• Work item
Scan the records for the string "button" and copy every line that holds it.

• Collected data entries
* * * *
PR #1962, opened 2024-08-02
refactor(frontend): change visual name for ckERC20 tokens

AntonioVentilii-DFINITY:
# Motivation

We will mark the ckERC20 tokens with a tag for the "ck" initial part.

# Changes

- Create new prop `DisplayName` for type `Token`.
- Add new prop for ck tokens in `ICRC_TOKENS` list.
- Create `Tag` component.
- Adapt `TokenCard` with the new prop.


src/frontend/src/lib/components/tokens/TokenCard.svelte
```diff
@@ -17,7 +19,12 @@
 		aria-label={`Open the list of ${token.symbol} transactions`}
```
peterpeterparker, line 19: Unrelated: an i18n key is missing here

src/frontend/src/lib/components/tokens/TokenCard.svelte
```diff
@@ -17,7 +19,12 @@
...
 	>
 		<Card noMargin>
-			{token.name}
+			{#if isTokenCkLedger(token)}
+				<Tag>ck</Tag>
```
peterpeterparker, line 23: A screen reader will read this as "ckErc20" or will read it as "ck erc20"?

src/frontend/src/lib/components/tokens/TokenCard.svelte
```diff
@@ -17,7 +19,12 @@
...
+				{token.twinToken?.name ?? token.name.replace(/^ck/, '')}
```
peterpeterparker, line 24: I'm not a fan of adding an exception for ck tokens within a generic component. Is there a more generic, maintainable and future proof way to approach this rather than hardcoding an exception?

AntonioVentilii-DFINITY: we could create a `displayName` prop for the class `Token` and set it differently for the ck tokens, but my issue was with the Tag component

unless we make `displayName: string | SvelteComponent`

src/frontend/src/lib/components/tokens/TokenCard.svelte
AntonioVentilii-DFINITY: for now "ck erc20"... there is a whitespace since it is inside a `<span>` but we can remove it. I have no strong opinion on this.

What  is better?

For example "USD Coin": what is the difference in having either "ckUSD Coin" or "ck USD Coin"? Or, with USDT: "ckTether USD" or "ck Tether USD"? What is preferable?

src/frontend/src/lib/components/tokens/TokenCard.svelte
AntonioVentilii-DFINITY: it was fixed on the feature branch (PR #1863), so it will be fixed once merged

src/frontend/src/lib/components/tokens/TokenCard.svelte
peterpeterparker: I assume that showing "ck USD" is not accurate in term of accessibility.

AntonioVentilii-DFINITY: included in last commit, have a look please

AntonioVentilii-DFINITY:

src/frontend/src/env/networks.icrc.env.ts
```diff
@@ -414,7 +414,15 @@ export const ICRC_TOKENS: IcCkInterface[] = [
 	...(nonNullish(CKWBTC_IC_DATA) ? [CKWBTC_IC_DATA] : []),
 	...(nonNullish(CKUSDT_IC_DATA) ? [CKUSDT_IC_DATA] : []),
 	...(nonNullish(CKWSTETH_IC_DATA) ? [CKWSTETH_IC_DATA] : [])
-];
+].map((token) => ({
```
peterpeterparker, line 417: It might be a bit more verbose, but I feel like it would be cleaner not to apply the map here. By adding a map, we are mixing building a list of defined tokens with applying some logic, while the former is less prone to error and more portable.

src/frontend/src/lib/components/tokens/TokenCard.svelte
```diff
@@ -2,12 +2,23 @@
 	import Card from '$lib/components/ui/Card.svelte';
 	import TokenLogo from '$lib/components/tokens/TokenLogo.svelte';
 	import type { Token } from '$lib/types/token';
+	import Tag from '$lib/components/ui/Tag.svelte';
+	import { nonNullish } from '@dfinity/utils';
 
 	export let token: Token;
+
+	const ariaLabel = nonNullish(token.displayName)
```
peterpeterparker, line 10: isn't the `ariaLabel` just equals to the `name`?

src/frontend/src/lib/components/ui/Tag.svelte
```diff
@@ -0,0 +1,10 @@
+<script lang="ts">
+	export let ariaHidden = false;
+</script>
+
+<span
+	aria-hidden={ariaHidden ? 'true' : 'false'}
```
peterpeterparker, line 6: Isn't Svelte mapping boolean to string?

`aria-hidden={true}` isn't parsed as `aria-hidden="true"` in the DOM?

src/frontend/src/lib/components/tokens/TokenCard.svelte
AntonioVentilii-DFINITY: ah! it really depends on what we would like: as I have written it, if we display for example `<Tag>ck</Tag> Tether USD`, the arialabel is "ckTether USD", otherwise it would be "ckUSDT"

what do you think? what is better?

src/frontend/src/lib/components/ui/Tag.svelte
AntonioVentilii-DFINITY: right! changed

src/frontend/src/env/networks.icrc.env.ts
AntonioVentilii-DFINITY: Yes, it makes sense. In the last commit I moved it to a specific mapping function outside that list

src/frontend/src/lib/components/tokens/TokenCard.svelte
peterpeterparker: I was thinking that we should someday actually use zod for the types and the displayName.prefix + displayName.name === token.name

src/frontend/src/lib/types/token.ts
```diff
@@ -20,7 +22,16 @@ export interface TokenMetadata {
...
+export interface TokenAppearance {
+	displayName?: TokenDisplayName;
+}
+
+export type TokenDisplayName = {
+	prefix: string | undefined;
+	name: string;
+};
+
+export type RequiredToken = RequiredExcept<Token, keyof TokenAppearance>;
```
peterpeterparker, line 34: Could we implement standard TypeScript in this pull request by using constructs like `Omit<Token, "displayName">`, and then, in a subsequent PR, doing a refactoring and introducing TypeScript utilities?

i.e. implementing the feature first and then refactoring, rather than doing everything within the same PR, given that we have already iterated on this solution multiple times.

AntonioVentilii-DFINITY: ah yes, sure!

src/frontend/src/lib/components/tokens/TokenCard.svelte
AntonioVentilii-DFINITY: eh, but in the ck-tokens' case it will be `displayName.prefix + displayName.name !== token.name` for now

P.S. agreed on Zod, but I imagine this is another refactoring in a separate PR

peterpeterparker: > displayName.prefix + displayName.name !== token.name

Why? The token name is the token name, period. This is given by its related ledger. Really not sure what we are doing here then?

> agreed on Zod

Definitely for the future, there is even a Jira task I think.

AntonioVentilii-DFINITY: Basically they asked that for ck-tokens, instead of having the normal name, that is "ckXXXX", they want ck + the name of the twin token. For example, for ckUSDT, instead of showing "ckUSDT" they want to see "ck" + "Tether USD", for "ckBTC" show "ck Bitcoin" (or "ckBitcoin")

At least, this is the last version they agreed upon.

Plus they liked the "ck" to be in a tag format

peterpeterparker: so here the name is `ckLINK`.

peterpeterparker: In other words, if one want to have a different name, then a proposal should be made to update the tokens name. 

Like you would not display "dallar" instead of "dollar" because all other platforms in the word display "dollar".

AntonioVentilii-DFINITY: yes, I think they are looking into that, but they are not sure they want to change the official name of the token. So, for now, they saw the mockup of this new style and they liked it, even with the wrong name. But as you said, they will probably change it again later on. I think they want to see iterations of it

src/frontend/src/lib/types/token.ts
```diff
@@ -20,7 +21,16 @@ export interface TokenMetadata {
 	icon?: string;
 }
 
-export type RequiredToken = Required<Token>;
+export interface TokenAppearance {
+	displayName?: TokenDisplayName;
+}
+
+export type TokenDisplayName = {
```
peterpeterparker, line 28: Let's rename this to emphasize that it's a custom choice made by the foundation. Without being to explicity, something like:

```
export type TokenCustomName = {
        prefix: string | undefined;
	customName: string;
};
```

or

```
export type TokenOisyName = {
        prefix: string | undefined;
	oisyName: string;
};
```

i.e. something that makes it obvious it's strictly for some mumbo jumbo

AntonioVentilii-DFINITY: i like the second one, it shows it is really specific to oisy

src/frontend/src/env/tokens.env.ts
```diff
@@ -61,7 +61,7 @@ export const ICP_SYMBOL = 'ICP';
 
 export const ICP_TOKEN_ID = Symbol(ICP_SYMBOL);
 
-export const ICP_TOKEN: Required<IcToken> = {
+export const ICP_TOKEN: Required<Omit<IcToken, keyof TokenAppearance>> & TokenAppearance = {
```
peterpeterparker, line 64: cf `Required<Omit<IcToken, keyof TokenAppearance>>` === nice 👍

You need `& TokenAppearance` here?

peterpeterparker (approved):
Technically looks good. Thx.

src/frontend/src/env/tokens.env.ts
AntonioVentilii-DFINITY: not really, but I would like to have the same "format" in all of the changes i did, so that it is easier to catch them all, once i do the refactoring

AntonioVentilii-DFINITY: - PR #1985

src/frontend/src/lib/types/token.ts
AntonioVentilii-DFINITY: - PR #1985

PR #1966, opened 2024-08-05
feat(frontend): include roadmap and ticket report in Menu

AntonioVentilii-DFINITY:
# Motivation

We include the links to the Oisy Roadmap and the Issue report into the `Menu` component. Furthermore, we re-arrange the order so that the source code is after the new items.


peterpeterparker (approved):
LGTM, thx

PR #1967, opened 2024-08-05
feat(backend): User data migration

bitdivine:
# Motivation
We would like to migrate user data to a new canister.  The groundwork for the migration code is already in place.  Now we need the actual migration code.

# Changes
- Populate the skeleton code for migrating data.
- Populate the skeleton e2e test.

# Tests
A `pocket-ic` test is included that exercises the migration from end to end.  The main difference from production code is that the `pocket-ic` code steps explicitly whereas normally the migration is driven by a timer.


src/backend/src/migrate.rs
```diff
@@ -67,8 +77,110 @@ pub fn bulk_up(data: &[u8]) {
...
+}
+
+/// Migrates a chunk of data.
+///
+/// # Returns
+/// The updated progress.
+///
+/// # Errors
+/// - Throws a `MigrationError::DataMigrationFailed` if the data transfer fails.
+macro_rules! migrate {
```
frederikrothenberger, line 163: Interesting. I would have approached that using generics, but this is probably cleaner. 👍

frederikrothenberger (approved):
LGTM!

src/backend/src/migrate.rs
bitdivine: I think generics are easier to debug than macros and more familiar to most people.  So I tend to avoid macros where possible.  But I am not sure it is possible to pass say `$chunk_variant` in a generic function, so I _think_ this is the only option.  I didn't spend a long time deciding though; I could be wrong.

PR #1970, opened 2024-08-06
feat(frontend): it is now possible to hide the logo name

AntonioVentilii-DFINITY:
# Motivation

We would like for the name in the main logo to disappear when the user is logged in and in a small screen.

# Changes

- Add property `hideName` to Oisy logo component.
- Use such property in the `Header`.
- Change the part of the logo that is the name to be dependent on `media-width` and `hideName`.
- Unrelated: David Aerne helped and simplified the logo component, removing redundant definitions and grouping the elements that have the same `fill` property.

# Tests

https://github.com/user-attachments/assets/54fe8054-5597-4a82-9034-362e0ba8cc50


src/frontend/src/lib/components/hero/Header.svelte
```diff
@@ -14,8 +14,17 @@
 
 	let back = false;
 	$: back = isSubRoute($page);
+
+	let hideName = false;
+	$: $authSignedIn, updateHideName();
+
+	const updateHideName = () => {
+		hideName = window.innerWidth < 768 && $authSignedIn;
```
peterpeterparker, line 22: Let's avoid the use of JavaScript and hardcoded size for display purpose. Please resolve this with CSS.

src/frontend/src/lib/components/hero/Header.svelte
```diff
@@ -14,8 +14,17 @@
 
 	let back = false;
 	$: back = isSubRoute($page);
+
+	let hideName = false;
+	$: $authSignedIn, updateHideName();
```
peterpeterparker, line 19: We can use css. If signedIn this class, else this class.

AntonioVentilii-DFINITY:
@peterpeterparker I was having trouble doing with just CSS, that is why I ended up using `window`.

However, David Aerne helped in cleaning the logo up, so now it is possible to use directly CSS.

Please review

src/frontend/src/lib/components/icons/OisyWalletLogo.svelte
```diff
@@ -1,1033 +1,51 @@
...
-		/>
-		<path d="M80.6306 12.8563H87.7606V31.1438H80.6306V12.8563Z" fill="white" />
-		<path
-			d="M66.5741 12.4072C73.4592 12.4072 79.0515 14.421 79.0515 21.3333V22.6667C79.0787 29.579 73.4455 31.5792 66.5741 31.5928C59.6891 31.5792 54.0559 29.579 54.0831 22.6667V21.3333C54.0559 14.4074 59.6891 12.4208 66.5741 12.4072ZM71.9216 22.2177V21.7687C71.9624 18.7888 69.486 18.2445 66.5741 18.2037C63.6487 18.2445 61.1722 18.7888 61.2131 21.7687V22.2177C61.1722 25.2112 63.6487 25.7555 66.5741 25.7963C69.486 25.7555 71.9624 25.2112 71.9216 22.2177Z"
-			fill="white"
-		/>
-		<path
-			fill-rule="evenodd"
+<script lang="ts">
+	export let hideName = false;
```
peterpeterparker, line 3: suggestion: rename to `hideTagline` maybe? We don't really hide the name but rather the "selling phrase".

peterpeterparker (approved):
LGTM, thanks

Minor suggestion.

src/frontend/src/lib/components/icons/OisyWalletLogo.svelte
AntonioVentilii-DFINITY: well, we are hiding both:

1) when logged out: we hide only the "selling phrase"
2) when logged in: we hide the "selling phrase" and the Oisy name; only the logo is left

maybe invert the varibale and call it `onlyLogo` or something similar?

PR #1971, opened 2024-08-06
fix(frontend): Send modal will provide info if there are no tokens in the list

AntonioVentilii-DFINITY:
# Motivation

The `Send` modal was providing no feedback when there are no tokens with a non-zero balance, so that the list is empty.

### DIFF
--- a/src/frontend/src/lib/components/send/SendTokensList.svelte
+++ b/src/frontend/src/lib/components/send/SendTokensList.svelte
@@ -26,6 +26,10 @@
 	{/each}
 </TokensSkeletons>
 
+{#if tokens.length === 0}
+	<p class="mt-4 text-dark opacity-50">{$i18n.tokens.manage.text.all_tokens_zero_balance}</p>
+{/if}
+
 <button class="secondary full center text-center" on:click={modalStore.close}>
 	{$i18n.core.text.close}
 </button>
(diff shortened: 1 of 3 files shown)


src/frontend/src/lib/components/send/SendTokensList.svelte
```diff
@@ -26,6 +26,10 @@
 	{/each}
 </TokensSkeletons>
 
+{#if tokens.length === 0}
+	<p class="mt-4 text-dark opacity-50">{$i18n.tokens.manage.text.all_tokens_zero_balance}</p>
```
peterpeterparker, line 30: Can you provide a screenshot? Is that visible? Do we have other text that are displayed with an `opacity-50` or that's an on-purpose choice?

AntonioVentilii-DFINITY: Sure, I included it in the comment (and I included a bit of margin at the bottom).

As per the style I am using the same as the `TokensSignedIn` list: the warning appear when the user hides zero balances and all the tokens have null balance.

peterpeterparker: Gotcha! Thanks

peterpeterparker (approved):
LGTM, thanks

PR #4545, opened 2025-02-03
feat(frontend): save cached SPL tokens to backend

AntonioVentilii:
# Motivation

Before starting to use the SPL Custom tokens backed, we first need to save the current browser-cached SPL tokens to the backend, to avoid any any disruptions to the user experience, as the user tokens are not yet stored in the backend.
However, it is acceptable to remove it after a certain amount of time, since we expect that most of the users that consider this part relevant will log in before that time.
So, as timeline, we define a period of 1 month, more or less, to remove this function and its usage. That is enough time for the users to log in and have their tokens saved in the backend.

# Changes

- Create temporary util to load the SPL cached in the browser (this part of code was already there, just moved) and upload them to the backend (this is a copy of how we do for ICRC Custom tokens).
- Note: we are using a for loop instead of a functional approach to avoid the async/await issue due to the limit of the Quicknode API calls. This is acceptable since this is just a temporary solution that shall be removed soon.
- Adapt service `loadUserTokens`.

# Tests

Current tests worked well.

### DIFF
--- a/src/frontend/src/sol/services/spl.services.ts
+++ b/src/frontend/src/sol/services/spl.services.ts
@@ -1,6 +1,8 @@
+import type { CustomToken } from '$declarations/backend/backend.did';
 import { SOLANA_MAINNET_NETWORK } from '$env/networks/networks.sol.env';
 import { SPL_TOKENS } from '$env/tokens/tokens.spl.env';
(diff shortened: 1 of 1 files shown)


DenysKarmazynDFINITY (approved):
Discussed the approach and the further plans offline. 

LGTM

PR #4549, opened 2025-02-03
feat(frontend): save SPL custom tokens to backend

AntonioVentilii:
# Motivation

Since we can now save SPL tokens in the backend, we use the common service `setManyCustomTokens` to set SPL Custom tokens.


DenysKarmazynDFINITY (approved):
LGTM, thanks

PR #4550, opened 2025-02-03
feat(frontend): re-use swap components in ConvertForm

DenysKarmazynDFINITY:
# Motivation

In this PR, ConvertForm starts using components that were extracted from the Swap flow. 

Screenshot 2025-02-03 at 15 49 58


src/frontend/src/lib/components/convert/ConvertForm.svelte
```diff
@@ -23,10 +29,12 @@
 		bind:receiveAmount
 		bind:insufficientFunds
 		bind:insufficientFundsForFee
+		bind:exchangeValueUnit
+		{inputUnit}
```
AntonioVentilii, line 33: does it make sense to put the `inputUnit` logic inside the component instead of passing it here? it seems you use it only there, no?

AntonioVentilii (approved):
Just one small note, for the rest LGTM

src/frontend/src/lib/components/convert/ConvertForm.svelte
DenysKarmazynDFINITY: totally, moving it down to `ConvertAmount`, thanks!

PR #4552, opened 2025-02-03
fix(script): redo fallback SNS governance logo if no ledger logo

peterpeterparker:
# Motivation

Deprecating the CTS project (#4331) led to skipping the fetching of icons for governance if no ledger icon was available in the SNS script. This is why we removed the fallback (see #4523). However, as discussed today in the [forum](https://forum.dfinity.org/t/icrc-metadata-inconsistency/40793/5?u=peterparker) post, while there might be an issue in the tooling, older SNSes (OC, Ghost, Yarl, Kinic, Yuku, Motoko, Alice, Gold, Catalyze, and Boom) do not have effectively logos in their ledger for historical reasons. Therefore, we should redo the fallback.

# Changes

- If no icon and not a deprecated SNS, then use the SNS (root) project logo

### DIFF
--- a/scripts/build.tokens.sns.mjs
+++ b/scripts/build.tokens.sns.mjs
@@ -54,8 +54,11 @@ const querySnsAggregator = async (page = 0) => {
 };
 
 const saveLogos = async (logos) => {
-	const writeLogo = async ({ icon, ledgerCanisterId }) => {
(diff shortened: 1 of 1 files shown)


AntonioVentilii (approved):
LGTM tks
* * * *
• Your response
 <button class="secondary full center text-center" on:click={modalStore.close}>
 </button>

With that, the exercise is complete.